Debunking myths on genetics and DNA

Friday, April 26, 2013

North Korea and the USA can indeed unite: in the battle against TB.

Tuberculosis (TB) is an infectious disease caused by a bacterium. It spreads through cough or sneeze from subjects with an active infection. While in most cases the disease is asymptomatic, a minority of latent infections does become active (i.e. the subject develops symptoms), and when it does, if left untreated, the disease can be deadly.

According to the CDC one third of the world's population are infected with TB, and while in the US the incidence of the disease has been declining over time, it is still a huge problem in parts of the world like Asia and sub-saharan Africa. While normally the chance of a latent TB infection becoming active is one in ten, the chance is much higher for HIV-positive subjects because their immune system is already debilitated by the HIV virus.
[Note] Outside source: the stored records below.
Issue #443, opened 2019-11-19
Report page doesn't work properly with Clean and Boost themes


Urpokarhu1:
Hello,

Report page doesn't work properly with Clean and Boost themes. 

With Clean there is a weird white-row between user name and email address.
With Boost usernames overlap email address.

![boost](https://user-images.githubusercontent.com/53904029/69125515-a3fbd900-0aae-11ea-9470-4f73d5535dcf.PNG)

![clean](https://user-images.githubusercontent.com/53904029/69125529-aa8a5080-0aae-11ea-9f06-c934deb2f9a3.png)

danmarsden:
can you please clarify which version of Moodle you are using and if you are using the latest version of the code from github, or the much older release from the moodle.org plugins database?

Urpokarhu1:
Hello,

Moodle 3.5 and version from moodle plugins page:

https://moodle.org/plugins/report/index.php?report=user_sites&pluginid=772

danmarsden:
The lastest code is always here in the github repo.

I'm pretty sure this is a duplicate of #388 but it doesn't look like that was backported to the 3.5 branch - feel free to help by submitting a pull request or testing the changes in #388 on your site.

NeillM:
We are seeing this in Moodle 3.8

It looks like the rules for making it work in the old clean theme might be the cause, i.e.

#page-mod-attendance-report.has-region-side-pre:not(.empty-region-side-pre) .attendancereporttable .headcol

I could see this rule is still in the master branch.

danmarsden:
Thanks Neil, feel free to help to fix by submitting a pull request :-)

NeillM:
Pull request with a suggested fix sent.

danmarsden:
this one should be resolved now - but please report any further issues as a new bug including a screenshot - thanks!

PR #469, opened 2020-05-11
Fix styling of floating username column in reports

NeillM:
This will fix the display issue in #443 under Classic and Boost

Not 100% certain if it will work perfectly with old bootstrapbase themes such as Clean though (since I do not have one with Moodle 3.8) Do they even still need supporting?

Making the main div relative means that the header column is absolute to that (and not the whole of the page) so blocks no longer affect where it is positioned,

### DIFF
--- a/styles.css
+++ b/styles.css
@@ -251,6 +251,10 @@
     }
 }
 
+#page-mod-attendance-report div[role=main] {
+    position: relative;
+}
+
 #page-mod-attendance-report .attendancereporttable {
     overflow-x: scroll;
     overflow-y: visible;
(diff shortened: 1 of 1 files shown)


danmarsden:
fyi - this got closed "automatically" as I renamed the "master" branch to "main" - I'll see if there's a way I can reopen this soon.

danmarsden:
cherry-picked this one manually into the new main branch - thanks Neil!

NeillM:
I did wonder why it was closed with no explanation, that makes sense though!

danmarsden:
I didn't even notice at the time!!! Went looking for something and couldnt figure out why they had disappeared!!

PR #404, opened 2019-07-09
allsessionsreport

nwp90:
Partial fix for #373, but actually motivated by our own internal needs.

- The intent is to add a report on a single student across the entire Moodle instance.
- I've tried to keep changes to existing code minimal, but I think in a few places a little tweaking was necessary.
- I've kept what I've added (painfully) straightforward for now; once/assuming it gets merged, IIRC a fair bit of refactoring would make sense.
- In particular, even though the desired output is different, the structure of the query in get_user_sessions_log_full (added here), as opposed to the two queries in (the existing) get_user_sessions_log_extended should be significantly faster and I think more correct (the existing function does not get all the sessions it implies it should).
- The new report is fairly wide - it may be that things will need tweaking to work well with small screens or certain themes.

PR #475, opened 2020-06-17
Nwp90 allsessionsreport

danmarsden:
creating a new pull request against the correct branch so I don't forget about this one.


lang/en/attendance.php
```diff
@@ -431,7 +434,12 @@
 $string['sessiongenerated'] = 'One session was successfully generated';
 $string['sessionunknowngroup'] = 'A session specifies unknown group(s): {$a}';
 $string['sessions'] = 'Sessions';
+$string['sessionsallcourses'] = 'All courses';
+$string['sessionsbyactivity'] = 'Attendance Instance';
```
danmarsden, line 438: Camel case - should be lower case i

lang/en/attendance.php
```diff
@@ -546,6 +556,7 @@
 $string['warningpercent_help'] = 'A warning will be triggered when the overall percentage falls below this number.';
 $string['warningthreshold'] = 'Warning threshold';
 $string['week'] = 'week(s)';
+$string['weekcommencing'] = 'Week Commencing';
```
danmarsden, line 559: Camel case.

danmarsden:
just adding a note for me to come back to...

need to review/test security access of new report prior to merge.

danmarsden:
<b>Notice</b>:  Undefined index: sesscourses in <b>/home/dan/www/moodle/mod/attendance/classes/event/session_report_viewed.php</b> on line <b>85</b><br />

danmarsden:
Notice: Undefined offset: 1 in /home/dan/www/moodle/mod/attendance/renderer.php on line 1975

danmarsden:
Hey Nick - finally got a chance to take a look at this - will be great to see this land!! - took a bit to find the "turn editing on" function was needed to be able to edit the attendance values in the all sessions report, and there are some css issues with that - not sure if it relates to the other upstream changes or if there's some other css missing? - I'll add a screenshot from the boost theme that shows you what I mean.

Is this something you have time to update? - no worries if not, I'll try to come back to it myself.

danmarsden:
editingon

danmarsden:
pinging @nwp90 just in case the above comments didn't ping you! :-)

danmarsden:
we should also find a way to drop the "turn editing on" button into the all sessions report page so that it can be turned on/off when viewing the all sessions report.

nwp90:
I’d love to have a chat about your thoughts on this in general – happy to do the work to get it into what you see as a “fit state” once I know that you’re at least keen on what I’m trying to achieve.

Cheers,


Nick

danmarsden:
Would be really happy to see this land - had another email from someone this past week that wanted this as well!  the other thing that would be good to modify is the reflectionclass - lets just make attendance_take_data a public method?

danmarsden:
I'd like to look at rewriting a bunch of those reporting pages when Moodle 4.0 ends up with the new reporting API's but that's a long way away... :-)

nwp90:
Yes, will likely be working on this again RSN. Comments indeed either didn't ping or I missed it. Just came here as I've had the screenshotted problem reported in our internal tracker too :)

nwp90:
Re-familiarising myself now...

nwp90:
Line 1975 in renderer.php doesn't seem to have any way of generating an undefined offset in what I'm looking at - what is the line that's generating that?

nwp90:
Just copying some of the comments from the previous PR (#404) in here:

-     The intent is to add a report on a single student across the entire Moodle instance.
-     I've tried to keep changes to existing code minimal, but I think in a few places a little tweaking was necessary.
-     I've kept what I've added (painfully) straightforward for now; once/assuming it gets merged, IIRC a fair bit of refactoring would make sense.
-     In particular, even though the desired output is different, the structure of the query in get_user_sessions_log_full (added here), as opposed to the two queries in (the existing) get_user_sessions_log_extended should be significantly faster and I think more correct (the existing function does not get all the sessions it implies it should).
-     The new report is fairly wide - it may be that things will need tweaking to work well with small screens or certain themes.

nwp90:
On attendance_take_data -- will have to allow constructor not to do all the work when it's not needed - maybe if the structure is not passed in then don't set anything up?

nwp90:
Pushed the trivial fixes.

nwp90:
Another thing that will need looking at is where travis is complaining about use of error_log - is that the right permission to be checking (I wasn't clear what the intent of takeattendances vs manageattendances and changeattendances was, IIRC), and how to notify user of failed permission check.

danmarsden:
Haven't looked at the code properly - but surely a require_capability can be used in there - eg it should stop processing if someone is doing something they don't have permissions for...

nwp90:
Yep, OK, but I wasn't clear what the intent of the various capabilities is... which one(s) should it be checking?

danmarsden:
looks like I forgot to respond there - the "takeattendnace" one you're checking there is correct - but it should be checking "changeattendance" around here:
https://github.com/danmarsden/moodle-mod_attendance/pull/475/files#diff-2bfd735f11fe3f1baf0ae268d3d17dfdR629

basically - some users are allowed to set the intitial attendance, but then aren't trusted enough to "update" an existing attendance record.

But - some of this really needs to be using generic/shared functions - eg - you've copied the "take_sessions_from_form_data" partly from structure.php take_from_form_data which I've recently restructured into 2 parts (split some of it into a new "save_log" which is also used by csv session marking - I suspect we might be able to improve the core take_from_form_data() to work in your form as well as the other forms.

Let me know if you want to give a go at modifying the core take_from_form_data to also accept the data passed from your new form (with extra checks on permissions etc.) or if you want to "hand-over" and get me to tidy up the rest! :-)

nwp90:
Agree re integration - I was trying to write it with minimal modifications to existing code in case we ended up having to maintain it as a patch. If you're happy to tidy it up, go nuts. Feel free to ping me if there's anything that doesn't make sense, or if you need a hand.

danmarsden:
finally got a chance to merge a modifed version of this into the main branch.

I've created two follow up issues #505 and #506 to deal with the duplicated code/nasty hack

also dropped in a github actions file at the same time - stole the config from kabalin's repo :-)

nwp90:
Round of applause... 🥇  ;)

PR #485, opened 2020-07-29
Add caleventid index to attendance_sessions table

kristian-94:
@danmarsden  Do you want to give this a review? I've just fixed for the 37 branch which is the one affecting me.

### DIFF
--- a/.travis.yml
+++ b/.travis.yml
@@ -6,8 +6,7 @@ services:
   - mysql
 
 addons:
-  firefox: "47.0.1"
-  postgresql: "9.4"
+  postgresql: "9.5"
   apt:
     packages:
       - openjdk-8-jre-headless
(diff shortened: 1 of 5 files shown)


danmarsden:
Thanks @kristian-94 - we'll need to drop this into the main branch first and then backport to the others as I can't see it being added anywhere in the upgrade scripts. I'll get to this at some point unless you beat me to it with a pull request! :-)

kristian-94:
@danmarsden  We're getting travis failures on moodle 37 but at least now with these changes they're the same failures as are already there

danmarsden:
I've merged it into the main branch now, but ... 
https://github.com/danmarsden/moodle-mod_attendance/pull/485/files#diff-5bbd3ccd25214f9956eea7e9f714bc08L26

stable version should only bump by 1 - we only use the current date in the main branch as per rules in:
https://docs.moodle.org/dev/version.php

unfortunately that will also mean anywhere you've deployed that patch on a 3.7 branch will need a hack to downgrade the attendance version. (hopefully you haven't dropped it into many sites yet.)

kristian-94:
@danmarsden  That's fine, I've only done testing on my local machine anyway so far. I've updated the version to be 2019072403 now

danmarsden:
Great! - thanks for that, I've merged it in. accidentally did squash/merge (default github) - might have been better to merge instead of squash though.

PR #476, opened 2020-06-17
Upload Attendance Feature

danmarsden:
Creating a new pull request so we don't forget about this one.

See previous pull requests #393 and #383 for the previous history.

PR #486, opened 2020-07-30
Feature upload

danmarsden:
rebase of pull #476


danmarsden:
taking an internal note to remind me...
take_from_form_data changes need to be tidied up - $data shouldn't be from raw form and also mod_attendance_importer class.

danmarsden:
@jonathanchan2 - I'm finally coming back to this again and have started tidying the patch up a bit.

I don't like the 2 separate columns "scandate" and "scantime" and would prefer a single column that contains the date/time. Does the scanner you're using separate these out completely? - or does the scantime include a full datestamp?

Any chance you could fire me through a raw csv file with a handful of rows that shows the export you get that comes directly from the scanner you guys are using?

thanks,

danmarsden:
I've tided this up and merged in manually. thanks!

PR #491, opened 2020-08-21
Fix #490 add admin setting for admin to control the fields for "Ident…

### LINKED ISSUE #490: add admin setting for admin to control the fields for "Identify student by"
Add an admin setting where an admin can control (with a multiselect box) which user profile fields will be added to the export table. This admin setting will offer the possibility to check / uncheck a) the internal Moodle user id b) all core profile fields c) all custom profile fields.
• The export feature will respect these settings. The teacher will just be able to export the fields which are enabled by the admin. Additionally, the teacher can disable some fields to reduce the table (just like he is able currently).
• The only field which will be exported as a mandatory field is the real name of the user.
• The export feature will respect the visibility of the fields based on the corresponding access control mechanisms. If a teacher is not allowed to see the value of a particular core profile field or custom profile field, then the export feature has to respect that.

yao9394:
…ify student by"

### DIFF
--- a/classes/structure.php
+++ b/classes/structure.php
@@ -801,7 +801,7 @@ class mod_attendance_structure {
     public function get_users($groupid = 0, $page = 1) : array {
         global $DB;
 
-        $fields = array('username' , 'idnumber' , 'institution' , 'department');
+        $fields = array('username' , 'idnumber' , 'institution' , 'department', 'city', 'country');
         // Get user identity fields if required - doesn't return original $fields array.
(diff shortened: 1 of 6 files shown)


danmarsden:
@yao9394 - looks like the behat tests for the export with extra user fields is failing - also some coding guideline failures with the new code - can you please take a look at that?

the other failure looks like a new requirement for postgres 9.6 in 3.10 - I'll fix that in the main config now

PR #499, opened 2020-10-25
Issue496 - mod_attendance_generator should return stdClass - fix unit tests in 3.9

kristian-94:
I had a bunch of failing unit tests in 3.9 because of this. This is what I did to fix it.


alexmorrisnz:
@danmarsden we have a few sites failing unit tests because of this. I've put this patch on a demo site and it fixed the tests.

danmarsden:
Thanks for the PR Kristian and to Alex for the review - merged!

PR #526, opened 2021-05-03
Feature/ccle 9110 attendance module render issue

deanjones-git:
We fixed the issue with long student names overflowing as below:
image

### DIFF
--- a/classes/structure.php
+++ b/classes/structure.php
@@ -653,7 +653,11 @@ class mod_attendance_structure {
         $record->studentid = $USER->id;
         $record->statusid = $mformdata->status;
         $record->statusset = $statuses;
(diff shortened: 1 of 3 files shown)


danmarsden:
Thanks @deanjones-git - this looks very close!

unfortunately the addition of "background: white;" in the headcol breaks the alternating row colour backgrounds, so we'd need to find another way to fix that.

You have also got another unrelated commit in this PR and I can't merge this with the "UCLA" style comments so if you could remove them as well it would be great!

thanks!

danmarsden:
Although - I just realised that we already break the alternating background colours in the existing version, so I might just grab your changes and merge it manually.

danmarsden:
merged this one manually - thanks for the code!

PR #535, opened 2021-06-25
Adapt mobile app code to Ionic 5

dpalou:
Hi Dan,

here's the PR to adapt the mobile app code to Ionic 5. I did some tests, but it would be great if you could test it too, just in case.


danmarsden:
Looks great thanks @dpalou !!

Issue #543, opened 2021-08-02
QR Code self marking - error messages


kimberley-johnston:
Hi,

We've been using the attendance mod (thank you!) and have recently been trialling using QR codes to have our students self mark their group sessions. We've run into a couple of teething issues and one of them seems to be if a student attempts to scan into a group session when they're not a member of the group. Rather than getting a failure message they get the success message and no attendance is recorded. 

Is it possible to catch that particular error and show a different message for the students? 

We're currently using Moodle 3.10.5+ with Attendance 3.9.3

danmarsden:
thanks for the report - that does sound like a bug! - I'm quite busy at the moment and don't have a lot of volunteer time to spread across all the things at the moment - but if you have internal development capabilities feel free to submit a pull request, otherwise I'll try to get to this at some point!

thanks,

kimberley-johnston:
Cheers Dan - I'll see what I can do re: internal development.

nwp90:
Working on it...

PR #544, opened 2021-08-03
Only allow successful QR checkin if logged-in user was supposed to be in session

nwp90:
If a student wasn't supposed to be in a session, they've probably scanned
the wrong QR code and it's not helpful to give them a "success" message.


nwp90:
Fixes #543

danmarsden:
finally got round to fixing this - now in the latest version, used a slightly different method than your patch in the end - thanks!

PR #558, opened 2021-09-21
Attendance Sort by ID Number

tribalHAT:
Attendance Sort by ID Number ('idnumer') field of moodle.
Credit goes to  [Babaso Aldar](https://moodle.org/user/view.php?id=2043935&course=5), for his [suggested code changes ](https://moodle.org/mod/forum/discuss.php?d=377645)


renderer.php
```diff
@@ -917,23 +917,36 @@ private function construct_fullname_head($data) {
...
+            $idnumber = html_writer::link($url, get_string('idnumber'));
         } else {
+	        $idnumber = html_writer::link($data->url(array('sort' => ATT_SORT_IDNUMBER)), get_string('idnumber'));
             $firstname = html_writer::link($data->url(array('sort' => ATT_SORT_FIRSTNAME)), get_string('firstname'));
             $lastname = html_writer::link($data->url(array('sort' => ATT_SORT_LASTNAME)), get_string('lastname'));
         }
 
-        if ($CFG->fullnamedisplay == 'lastname firstname') {
-            $fullnamehead = "$lastname / $firstname";
+        if ($CFG->fullnamedisplay == 'idnumber firstname lastname') {
```
danmarsden, line 944: this all feels a bit to specific to your use of idnumber - usually people would drop it in a new column rather than in the user fullname field - I think we should avoid these changes and just add the sort option.

but... I'm also hoping post 4.0 release we can re-do a chunk of the user reports using reportbuilder code which will hopefully give us some better control over columns/sorting etc.

tribalHAT: Yes, you are right and adding the sort option would be great.

danmarsden:
closing this one as the long term plan is to use some more of the reportbuilder api stuff.

PR #560, opened 2021-09-28
Redo SVG icon

lucaboesch:
I think the redo icon could use a SVG variant file.


danmarsden:
nice - I've hated that one for a while so good to have something that looks tidier!!!
btw... while you're putting together SVGs..... feel free to put something together for Moodle 4.0 that matches the work they've done in MDL-71457 :-)

PR #651, opened 2023-01-22
Feature development for self reporting absence.

sumaiyamannan:
Hi,

The includes the below:

-     Added checkbox to add availablebeforesession field in all the required pages.
-     If availablebeforesession is enabled in a status of a session then the global setting of studentscanmarksessiontime will be overridden for it.
-     Students can see and submit attendance for a status of a session which has availablebeforesession enabled.
-     availablebeforesession allow attendance only on future sessions and not past.

Testing instructions:

-     Create a course
-     Add activity 'attendance' to a course
-     Edit setting of the activity and go to 'Status set'.
-     Select 'Available Before Session' on any one or more statuses and save.
-     Add a session of a future date

Go to the course as a student and click attendance.
You will see the above selected status(es) shown here.

Regards,
Sumaiya

### DIFF
--- a/classes/form/studentattendance.php
+++ b/classes/form/studentattendance.php
@@ -48,7 +48,7 @@ class studentattendance extends \moodleform {
         // Check if user has access to all statuses.
         $disabledduetotime = false;
         foreach ($statuses as $status) {
-            if ($status->studentavailability === '0') {
+            if ($status->studentavailability === '0' && time() > $attforsession->sessdate) {
                 unset($statuses[$status->id]);
             }
             if (!empty($status->studentavailability) &&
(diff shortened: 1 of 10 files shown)


classes/form/studentattendance.php
```diff
@@ -56,6 +56,9 @@ public function definition() {
                 unset($statuses[$status->id]);
                 $disabledduetotime = true;
             }
+            if ($status->availablebeforesession == 0  && time() < $attforsession->sessdate) {
```
danmarsden, line 59: Thanks @sumaiyamannan  this looks good - just one thing on this line I think is slightly wrong:

the $status->studentavailability setting allows for status values to be open "before" the official start of the session - for example, the session may start at 1pm, but students may be able to start flagging their attendance as present a few minutes before the session start (if allowed by the teacher.)

so:
```
time() < $attforsession->sessdate
```
should be closer to:
```
time() < ($attforsession->sessdate + ($status->studentavailability * 60))
```

hopefully that makes sense?

danmarsden: heh - nope... doesn't make sense... $status->studentavailability isn't the var I was meaning needs to be checked there... its the session "studentsearlyopentime" I really meant needs to be checked - if that setting is set, we need to make sure that the status values are still available for student marking.

danmarsden:
thanks Sumaiya! - I've merged this into the main branch with a few further changes. - thanks heaps!

PR #655, opened 2023-01-30
fix mysql csv push

EsdrasCaleb:
this little code helps to upload csv in a MySQL database

### DIFF
--- a/classes/import/marksessions.php
+++ b/classes/import/marksessions.php
@@ -228,7 +228,7 @@ class marksessions {
             }
             $sesslog[$userid] = new stdClass();
             $sesslog[$userid]->studentid = $userid;
-            $sesslog[$userid]->statusset = json_encode($statuses); //to work on mysql
+            $sesslog[$userid]->statusset = implode(",",$statusmap);
             $sesslog[$userid]->remarks = '';
             $sesslog[$userid]->sessionid = $this->att->pageparams->sessionid;
             $sesslog[$userid]->timetaken = time();
--- a/classes/import/marksessions.php
+++ b/classes/import/marksessions.php
@@ -228,7 +228,7 @@ class marksessions {
             }
             $sesslog[$userid] = new stdClass();
             $sesslog[$userid]->studentid = $userid;
-            $sesslog[$userid]->statusset = implode(",",$statusmap);
+            $sesslog[$userid]->statusset = implode(", ",$statusmap);
             $sesslog[$userid]->remarks = '';
             $sesslog[$userid]->sessionid = $this->att->pageparams->sessionid;
             $sesslog[$userid]->timetaken = time();
--- a/classes/import/marksessions.php
+++ b/classes/import/marksessions.php
@@ -228,7 +228,7 @@ class marksessions {
             }
             $sesslog[$userid] = new stdClass();
             $sesslog[$userid]->studentid = $userid;
-            $sesslog[$userid]->statusset = $statuses;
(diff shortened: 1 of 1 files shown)


danmarsden:
Hi @EsdrasCaleb - thanks for the PR - the data in the statusset column is supposed to be a simple csv list, not json-encoded data - I suspect your csv file might be invalid and the text isn't being escaped properly - can you please supply an example csv file that you are trying to import so I can take a look and see if there is anything we can do in the code to make it more reliable for you?

thanks,

danmarsden:
I'm closing this off as it doesn't appear valid as I mention, if you are having issues uploading a csv using mysql, please report that as an issue and supply the csv file that you are having issues with so I can try to reproduce - thanks!

EsdrasCaleb:
I guess I was not clear. This fix is not for the csv. The MySQL database do not support this attribute as it is it expect a string not an object this is why I put the json_encode

EsdrasCaleb:
image
This is the error I get if I do not do the json_encode where I did

EsdrasCaleb:
the code just change the way it useses to serve the log not the data

danmarsden:
can you please supply an example csv file that I can use to reproduce this?

EsdrasCaleb:
Its not the CSV its the database if you upload this in MySQL database you will get this error
[chamaAula2.csv](https://github.com/danmarsden/moodle-mod_attendance/files/10551858/chamaAula2.csv)

EsdrasCaleb:
This will not work in you plugin because the status collun is dependent of the language. This one is for english
[chamaAula2.csv](https://github.com/danmarsden/moodle-mod_attendance/files/10551916/chamaAula2.csv)

danmarsden:
thanks - it just helps to see what you're doing when reproducing - I suspect the correct fix there is is to use implode - not json_encode

eg something like:
```
$sesslog[$userid]->statusset = implode($statuses, ',');
```

do you want to give that a go?

danmarsden:
.... it looks like $statuses is coming through as an array in that location, when in should be a csv - implode will generate the data in the format it's "supposed" to be rather than json_decode.

danmarsden:
whoops- wrong order of params in that implode - should be implode(',', $statuses)

EsdrasCaleb:
I got this
image

EsdrasCaleb:
this variable is correct? it came from the database it is all columns from a table:
image

EsdrasCaleb:
If I use the statusmap instead statusset it works:
`$sesslog[$userid]->statusset = implode(",",$statusmap);`

danmarsden:
yeah good catch - statusmap looks right to me.

EsdrasCaleb:
Ok I changed

danmarsden:
cool thanks! - I suspect Moodle Plugin CI tests might fail (they are running right now) - missing a space after the comma in the implode call 
```
implode(",",$statusmap);
```
should be:
```
implode(",", $statusmap);
```

feel free to fix up on your end so I can merge otherwise I'll try to get to this at some point!

thanks

EsdrasCaleb:
Right, I did it. If you could replicate this to the 4.0 too because one of my sites is locked at this version :/...

danmarsden:
thanks @EsdrasCaleb - I've merged this in manually and cherry picked into the older supported branches as well - I don't currently plan to push out a plugins db release right now but will probably do that in the next few weeks along with the other development that is currently ongoing here at Catalyst - thanks again! :-)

As the CDC reports:
"TB is a leading killer of people living with HIV (PLHIV)."
A regimen of 3-4 drugs has been available for years to keep latent infections from becoming active. Sadly, TB infections from multidrug resistant strains (MDR) have been steadily increasing, setting back the progress made in the past decades.

From the World Health Organization:
"Drug resistance arises due to improper use of antibiotics in chemotherapy of drug-susceptible TB patients. This improper use is a result of a number of actions including, administration of improper treatment regimens and failure to ensure that patients complete the whole course of treatment. Essentially, drug resistance arises in areas with weak TB control programmes. A patient who develops active disease with a drug-resistant TB strain can transmit this form of TB to other individuals."
One of the countries plagued by MDR TB strains is North Korea, where the incidence of TB has dramatically advanced over the past years, reaching one of the highest incidences outside sub-saharan Africa.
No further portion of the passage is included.